Task to carry out: Scan the records below. List lines holding "checking".

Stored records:
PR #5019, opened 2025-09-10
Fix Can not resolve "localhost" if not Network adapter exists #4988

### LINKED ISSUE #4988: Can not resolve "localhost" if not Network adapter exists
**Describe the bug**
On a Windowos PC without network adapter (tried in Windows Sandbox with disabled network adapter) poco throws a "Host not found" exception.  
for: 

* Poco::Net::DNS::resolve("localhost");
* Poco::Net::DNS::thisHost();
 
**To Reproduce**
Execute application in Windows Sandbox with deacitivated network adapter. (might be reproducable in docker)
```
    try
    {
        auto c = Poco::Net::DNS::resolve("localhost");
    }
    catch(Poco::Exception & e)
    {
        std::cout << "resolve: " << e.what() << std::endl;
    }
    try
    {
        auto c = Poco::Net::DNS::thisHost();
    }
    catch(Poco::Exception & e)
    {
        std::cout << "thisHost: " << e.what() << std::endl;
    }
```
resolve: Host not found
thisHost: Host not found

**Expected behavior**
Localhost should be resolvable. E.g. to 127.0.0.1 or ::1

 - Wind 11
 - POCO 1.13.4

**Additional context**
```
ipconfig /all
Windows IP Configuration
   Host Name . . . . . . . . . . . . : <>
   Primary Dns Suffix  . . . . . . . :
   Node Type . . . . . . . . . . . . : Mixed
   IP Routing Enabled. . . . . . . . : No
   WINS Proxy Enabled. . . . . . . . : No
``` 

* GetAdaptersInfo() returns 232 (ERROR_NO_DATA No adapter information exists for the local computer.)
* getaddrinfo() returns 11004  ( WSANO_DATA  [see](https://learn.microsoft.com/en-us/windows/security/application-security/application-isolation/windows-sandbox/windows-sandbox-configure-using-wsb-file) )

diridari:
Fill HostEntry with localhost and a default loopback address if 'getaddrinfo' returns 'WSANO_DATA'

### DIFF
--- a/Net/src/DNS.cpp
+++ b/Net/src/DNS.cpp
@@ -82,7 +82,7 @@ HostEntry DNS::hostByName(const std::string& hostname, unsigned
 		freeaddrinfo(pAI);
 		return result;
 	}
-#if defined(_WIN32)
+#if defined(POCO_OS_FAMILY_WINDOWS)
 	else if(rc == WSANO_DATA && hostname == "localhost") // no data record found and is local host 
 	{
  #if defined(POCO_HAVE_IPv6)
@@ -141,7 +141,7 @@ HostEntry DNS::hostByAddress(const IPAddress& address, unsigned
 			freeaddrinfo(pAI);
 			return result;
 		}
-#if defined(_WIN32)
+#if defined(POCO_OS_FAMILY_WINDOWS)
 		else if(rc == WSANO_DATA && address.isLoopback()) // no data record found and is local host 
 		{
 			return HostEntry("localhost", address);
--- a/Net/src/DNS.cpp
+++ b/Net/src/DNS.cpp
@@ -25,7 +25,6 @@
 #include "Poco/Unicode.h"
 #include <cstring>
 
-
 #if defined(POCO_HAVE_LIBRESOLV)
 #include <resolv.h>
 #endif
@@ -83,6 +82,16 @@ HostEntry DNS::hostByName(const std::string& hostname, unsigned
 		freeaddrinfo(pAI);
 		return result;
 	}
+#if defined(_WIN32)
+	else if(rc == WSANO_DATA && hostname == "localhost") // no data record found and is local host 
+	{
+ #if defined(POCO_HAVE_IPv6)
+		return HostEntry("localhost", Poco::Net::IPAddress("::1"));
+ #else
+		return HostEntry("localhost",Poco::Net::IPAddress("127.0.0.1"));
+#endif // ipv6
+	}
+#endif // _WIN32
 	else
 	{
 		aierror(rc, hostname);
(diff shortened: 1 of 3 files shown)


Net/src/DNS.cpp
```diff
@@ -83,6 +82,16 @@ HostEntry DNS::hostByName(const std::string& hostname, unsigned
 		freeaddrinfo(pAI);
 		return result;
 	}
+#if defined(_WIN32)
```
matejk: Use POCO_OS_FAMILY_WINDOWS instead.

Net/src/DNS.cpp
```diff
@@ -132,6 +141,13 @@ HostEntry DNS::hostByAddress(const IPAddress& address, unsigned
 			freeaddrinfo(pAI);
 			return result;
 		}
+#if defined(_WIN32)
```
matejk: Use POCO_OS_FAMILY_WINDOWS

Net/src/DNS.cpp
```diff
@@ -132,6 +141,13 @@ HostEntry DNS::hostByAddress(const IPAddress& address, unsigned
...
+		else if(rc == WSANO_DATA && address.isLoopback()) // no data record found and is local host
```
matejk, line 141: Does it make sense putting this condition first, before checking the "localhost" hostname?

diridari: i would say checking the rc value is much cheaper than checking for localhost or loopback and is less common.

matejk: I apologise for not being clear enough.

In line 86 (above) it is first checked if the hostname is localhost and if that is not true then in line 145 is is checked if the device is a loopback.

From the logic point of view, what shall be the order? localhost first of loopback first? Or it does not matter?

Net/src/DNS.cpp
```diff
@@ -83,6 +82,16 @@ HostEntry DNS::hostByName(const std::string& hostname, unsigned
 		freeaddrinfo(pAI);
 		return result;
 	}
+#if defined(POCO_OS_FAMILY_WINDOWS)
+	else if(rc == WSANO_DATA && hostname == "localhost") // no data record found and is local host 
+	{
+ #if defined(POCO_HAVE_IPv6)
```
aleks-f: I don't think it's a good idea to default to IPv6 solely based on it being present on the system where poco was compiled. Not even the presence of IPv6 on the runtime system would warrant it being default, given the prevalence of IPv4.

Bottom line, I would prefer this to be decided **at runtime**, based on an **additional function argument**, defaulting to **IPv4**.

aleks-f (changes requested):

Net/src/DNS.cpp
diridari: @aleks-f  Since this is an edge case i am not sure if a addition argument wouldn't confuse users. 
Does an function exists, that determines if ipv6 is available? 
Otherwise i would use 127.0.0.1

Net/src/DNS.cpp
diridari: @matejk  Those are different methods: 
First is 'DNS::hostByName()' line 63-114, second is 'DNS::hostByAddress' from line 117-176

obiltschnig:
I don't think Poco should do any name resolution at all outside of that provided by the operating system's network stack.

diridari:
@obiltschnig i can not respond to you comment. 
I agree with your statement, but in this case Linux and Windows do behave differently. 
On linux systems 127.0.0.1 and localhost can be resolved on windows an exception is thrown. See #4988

* * *

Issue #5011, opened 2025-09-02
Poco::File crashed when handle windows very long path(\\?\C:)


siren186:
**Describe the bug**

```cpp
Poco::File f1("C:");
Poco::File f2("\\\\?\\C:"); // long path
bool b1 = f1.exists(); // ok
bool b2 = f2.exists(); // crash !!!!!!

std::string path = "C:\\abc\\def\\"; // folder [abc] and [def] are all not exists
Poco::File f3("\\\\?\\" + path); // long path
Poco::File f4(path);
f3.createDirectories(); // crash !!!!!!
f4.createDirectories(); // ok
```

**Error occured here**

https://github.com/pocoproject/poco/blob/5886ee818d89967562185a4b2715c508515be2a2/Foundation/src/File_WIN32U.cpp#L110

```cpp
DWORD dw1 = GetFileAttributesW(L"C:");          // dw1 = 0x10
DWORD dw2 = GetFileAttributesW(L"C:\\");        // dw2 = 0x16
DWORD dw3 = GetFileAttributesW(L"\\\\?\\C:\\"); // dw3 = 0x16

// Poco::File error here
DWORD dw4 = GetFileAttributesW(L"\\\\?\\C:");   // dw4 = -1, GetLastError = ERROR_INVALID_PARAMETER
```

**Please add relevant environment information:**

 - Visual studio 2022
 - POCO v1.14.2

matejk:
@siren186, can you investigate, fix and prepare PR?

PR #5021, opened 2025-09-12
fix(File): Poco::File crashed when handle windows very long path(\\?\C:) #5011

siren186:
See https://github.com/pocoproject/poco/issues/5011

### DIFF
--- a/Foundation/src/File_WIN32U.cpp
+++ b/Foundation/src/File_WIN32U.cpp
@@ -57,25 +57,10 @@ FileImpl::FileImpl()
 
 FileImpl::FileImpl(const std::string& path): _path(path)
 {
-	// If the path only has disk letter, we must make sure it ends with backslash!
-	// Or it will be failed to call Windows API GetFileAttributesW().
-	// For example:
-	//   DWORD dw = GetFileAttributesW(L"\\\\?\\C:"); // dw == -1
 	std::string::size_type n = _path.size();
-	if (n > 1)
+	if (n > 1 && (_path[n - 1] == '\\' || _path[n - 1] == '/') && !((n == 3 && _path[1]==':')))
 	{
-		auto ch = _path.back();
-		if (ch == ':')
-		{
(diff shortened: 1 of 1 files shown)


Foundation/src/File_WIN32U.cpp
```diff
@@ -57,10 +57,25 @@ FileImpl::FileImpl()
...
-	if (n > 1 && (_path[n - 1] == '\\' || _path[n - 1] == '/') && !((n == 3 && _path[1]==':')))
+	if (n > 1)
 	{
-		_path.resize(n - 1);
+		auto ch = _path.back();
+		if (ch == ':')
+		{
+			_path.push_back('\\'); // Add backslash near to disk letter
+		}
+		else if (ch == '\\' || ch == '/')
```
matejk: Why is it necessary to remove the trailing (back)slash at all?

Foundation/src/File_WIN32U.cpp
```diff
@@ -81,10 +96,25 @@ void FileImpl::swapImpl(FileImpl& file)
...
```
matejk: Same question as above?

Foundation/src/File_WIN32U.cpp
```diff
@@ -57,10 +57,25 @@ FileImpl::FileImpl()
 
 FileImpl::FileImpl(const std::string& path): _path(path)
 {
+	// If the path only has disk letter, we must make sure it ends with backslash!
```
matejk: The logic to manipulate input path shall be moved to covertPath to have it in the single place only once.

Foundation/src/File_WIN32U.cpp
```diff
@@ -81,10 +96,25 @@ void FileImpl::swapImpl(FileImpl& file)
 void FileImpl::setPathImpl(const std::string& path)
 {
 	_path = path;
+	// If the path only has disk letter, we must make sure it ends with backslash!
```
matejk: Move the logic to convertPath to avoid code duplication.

Exercise result:
matejk, line 141: Does it make sense putting this condition first, before checking the "localhost" hostname?
diridari: i would say checking the rc value is much cheaper than checking for localhost or loopback and is less common.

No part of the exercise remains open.